* INSTRUCTIONS TO FOLLOW *
Repeat the listing exactly, line by line.

* MATERIAL SHOWN *
((
PR #590, opened 2026-05-11
feat(inkless): add lag metrics for consolidated topic partitions

EelisK:
Introduce per-partition metrics to monitor the consolidation process:
- `inkless.remote.consolidation.lag`: diskless log end offset minus remote log end offset
- `inkless.remote.consolidation.local.lag`: diskless log end offset minus local log end offset
- `inkless.remote.consolidation.deletable.messages`: messages consolidated to tiered storage that can be removed

### DIFF
--- a/core/src/main/scala/kafka/server/ReplicaManager.scala
+++ b/core/src/main/scala/kafka/server/ReplicaManager.scala
@@ -23,7 +23,7 @@ import io.aiven.inkless.control_plane.{BatchInfo, FindBatchRequest, FindBatchRes
 import io.aiven.inkless.delete.{DeleteRecordsInterceptor, FileCleaner, RetentionEnforcer}
 import io.aiven.inkless.merge.FileMerger
 import io.aiven.inkless.produce.AppendHandler
-import io.aiven.inkless.consolidation.ConsolidationFetcherManager
+import io.aiven.inkless.consolidation.{ConsolidationFetcherManager, ConsolidationMetrics}
 import kafka.cluster.Partition
 import kafka.log.LogManager
 import kafka.server.HostedPartition.Online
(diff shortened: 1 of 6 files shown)


core/src/main/scala/kafka/server/ReplicaManager.scala
```diff
@@ -487,8 +492,11 @@ class ReplicaManager(val config: KafkaConfig,
     val partitions = partitionsToStop.map(_.topicPartition)
     replicaFetcherManager.removeFetcherForPartitions(partitions)
     replicaAlterLogDirsManager.removeFetcherForPartitions(partitions)
-    consolidationFetcherManager.foreach(_.removeFetcherForPartitions(
-      partitions.filter(p => _inklessMetadataView.isConsolidatingDisklessTopic(p.topic))))
+    val consolidatingPartitionsToStop = partitions.filter(p => _inklessMetadataView.isConsolidatingDisklessTopic(p.topic))
```
viktorsomogyi: Please add the` && config.disklessRemoteStorageConsolidationEnabled` check too to filter out whether the feature has been enabled or not.

viktorsomogyi (commented):
Would you mind creating a few tests on the ConsolidationFetcherThread level?

core/src/main/scala/kafka/server/ReplicaManager.scala
EelisK: Added this outside of the filter scope since it's not a property of partitions:
```scala
    val consolidatingPartitionsToStop = if (config.disklessRemoteStorageConsolidationEnabled)
      partitions.filter(p => _inklessMetadataView.isConsolidatingDisklessTopic(p.topic))
      else Set[TopicPartition]()
```

EelisK:
@viktorsomogyi Thanks for the review!
> Would you mind creating a few tests on the ConsolidationFetcherThread level?

Added a few tests :+1:

viktorsomogyi (approved):
Thanks for the updates, LGTM. We can merge it after the CI completes green.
))
* RESULT BELOW *
PR #590, opened 2026-05-11
feat(inkless): add lag metrics for consolidated topic partitions

EelisK:
Introduce per-partition metrics to monitor the consolidation process:
- `inkless.remote.consolidation.lag`: diskless log end offset minus remote log end offset
- `inkless.remote.consolidation.local.lag`: diskless log end offset minus local log end offset
- `inkless.remote.consolidation.deletable.messages`: messages consolidated to tiered storage that can be removed

### DIFF
--- a/core/src/main/scala/kafka/server/ReplicaManager.scala
+++ b/core/src/main/scala/kafka/server/ReplicaManager.scala
@@ -23,7 +23,7 @@ import io.aiven.inkless.control_plane.{BatchInfo, FindBatchRequest, FindBatchRes
 import io.aiven.inkless.delete.{DeleteRecordsInterceptor, FileCleaner, RetentionEnforcer}
 import io.aiven.inkless.merge.FileMerger
 import io.aiven.inkless.produce.AppendHandler
-import io.aiven.inkless.consolidation.ConsolidationFetcherManager
+import io.aiven.inkless.consolidation.{ConsolidationFetcherManager, ConsolidationMetrics}
 import kafka.cluster.Partition
 import kafka.log.LogManager
 import kafka.server.HostedPartition.Online
(diff shortened: 1 of 6 files shown)


core/src/main/scala/kafka/server/ReplicaManager.scala
```diff
@@ -487,8 +492,11 @@ class ReplicaManager(val config: KafkaConfig,
     val partitions = partitionsToStop.map(_.topicPartition)
     replicaFetcherManager.removeFetcherForPartitions(partitions)
     replicaAlterLogDirsManager.removeFetcherForPartitions(partitions)
-    consolidationFetcherManager.foreach(_.removeFetcherForPartitions(
-      partitions.filter(p => _inklessMetadataView.isConsolidatingDisklessTopic(p.topic))))
+    val consolidatingPartitionsToStop = partitions.filter(p => _inklessMetadataView.isConsolidatingDisklessTopic(p.topic))
```
viktorsomogyi: Please add the` && config.disklessRemoteStorageConsolidationEnabled` check too to filter out whether the feature has been enabled or not.

viktorsomogyi (commented):
Would you mind creating a few tests on the ConsolidationFetcherThread level?

core/src/main/scala/kafka/server/ReplicaManager.scala
EelisK: Added this outside of the filter scope since it's not a property of partitions:
```scala
    val consolidatingPartitionsToStop = if (config.disklessRemoteStorageConsolidationEnabled)
      partitions.filter(p => _inklessMetadataView.isConsolidatingDisklessTopic(p.topic))
      else Set[TopicPartition]()
```

EelisK:
@viktorsomogyi Thanks for the review!
> Would you mind creating a few tests on the ConsolidationFetcherThread level?

Added a few tests :+1:

viktorsomogyi (approved):
Thanks for the updates, LGTM. We can merge it after the CI completes green.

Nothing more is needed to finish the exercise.